I, materials:
1, basal shrimp, half a catty
2, horseshoes (ie water chestnut), 10
3, ginger, green onions, parsley, salt, sunflower oil, sesame oil in moderation
2, preparation
1, the shrimp washed, and to remove the head of the shrimp and internal organs
2, Horseshoes peeled and sliced, ginger cut 5 slices, green onions \ cilantro clean, green onions cut into segments.
Three, open cooking:
With boiling water to cook raw rice to seven mature, put ginger, horseshoe slices, and then cook until the congee is nine mature, put the shrimp and green onions, a little sunflower oil and then cook for about 3 minutes, put the parsley and salt, start the pot.
Four, start! Get your bowl of congee and eat it!
P.S: You can prepare some small dishes, such as squash \ kimchi and so on. The authentic way to eat is to prepare some Chaozhou pickles \ hemp leaves ... But the "Chaozhou pickles" sold in Shenzhen supermarkets are not good. Because in Shenzhen often can not buy some of the ingredients of the family, so some of the small ingredients I can avoid here, hehehe!

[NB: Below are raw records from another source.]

Issue #870, opened 2023-02-27
Refresh preview option


michal-bajer1:
## Hello!

- Vote on this issue by adding a 👍 reaction
- If you want to implement this feature, comment to let us know (we'll work with you on design, scheduling, etc.)

## Issue details

I would like to build a Github workflow, which would regularly run preview of stack refresh and create an issue in the repository, if some changes between stack and our cloud provider are found.

### Affected area/feature

The options of the refresh or preview command, so that the equivalent of `pulumi preview --refresh` can be executed.

michal-bajer1:
Hi, there is a subtle difference there. 
I tried this option, but what happens is that it runs refresh, stores the results into the stack and then it runs preview. But I don't really want the state of the stack to change unpredictably. What `pulumi preview --refresh` does is effectively preview of code vs cloud provider, but it doesn't change the state of the stack.

RobbieMcKinstry:
Hi Peter (@peterstockwell-sagov),
Sorry for the slow response; we'd be happy to accept a PR for the `raw` command. :-)

> if multiple PRs are opened or updated at around the same time, one of the PR checks will fail as only one update can be performed on a stack at a time

When I read this, my mind lept to GitHub Action's [`concurrency` blocks](https://docs.github.com/en/actions/using-jobs/using-concurrency). (Forgive me if you've already considered this.) At the granularity of `jobs`, you can block jobs from running at the same time if they're both PRs to [the same `base_ref`](https://docs.github.com/en/actions/learn-github-actions/contexts#github-context), for instance. 

----

I think @michal-bajer1 identified some very confusing behavior. It's confusing (to me) that…

```yaml
- uses: pulumi/actions@v4
  command: preview
  refresh: true
```

…runs… 
```bash
$ pulumi refresh; pulumi preview
```

instead of...

```bash
$ pulumi preview --refresh
```

If I had wanted the chaining behavior, I would have thought we'd chain the operations in the YAML instead:

```yaml
- uses: pulumi/actions@v4
  command: refresh
- uses: pulumi/actions@v4
  command: preview
```

This is made even more confusing by https://github.com/pulumi/pulumi/issues/10967

Unfortunately, I don't think we have a way to repair this behavior without redefining the behavior of `refresh: true`.
That leads me to believe @peterstockwell-sagov 's suggestion of adding a `raw` command would be the way forward here.

michal-bajer1:
@RobbieMcKinstry It definitely confused me at first :) 

[...]

PR #1116, opened 2024-03-08
Allow suppressing progress dots and outputs

mikocot:
Adds support for --suppress-progress and --suppress-outputs parameters of stack up, preview, destroy and refresh.

Requires changes releasesd in the automation api (pulumi/pulumi 3.109 - https://github.com/pulumi/pulumi/pull/15596)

Additionally, if you have scallop at home, you can put some scallop in the congee to make the flavor more beautiful! Of course, if you have a casserole at home, it's best to make it in a casserole.
Saucer congee practice: the so-called saucer congee is actually just a different pot, but don't underestimate the pot, it makes the food inside is always in a warm state and can always keep delicious.
The key to porridge is porridge bottom, porridge bottom good or not affect the flavor of the whole pot of porridge, so porridge should be selected for porridge rice, soak half an hour to an hour.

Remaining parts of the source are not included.